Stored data
PR #14350, opened 2023-11-13
Make multi-select background & caret colour customizable

### LINKED ISSUE #14302: [Enhancement] Better distinction between main-selection and other-selections
**STR:**
Create multiple selections.

**Result:**
The distinction between the main-selection and the other-selections is not clear.

תמונה

**Suggestion:**
1. Add a unique style for the other-selections caret color.
2. Add a unique style for the other-selections background color.

Personally I prefer the first option.

**Ref:**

# AIM OF THE TASK
Filter the records for lines holding the string "main". Copy each one.

# ANSWER SPACE
### LINKED ISSUE #14302: [Enhancement] Better distinction between main-selection and other-selections
The distinction between the main-selection and the other-selections is not clear.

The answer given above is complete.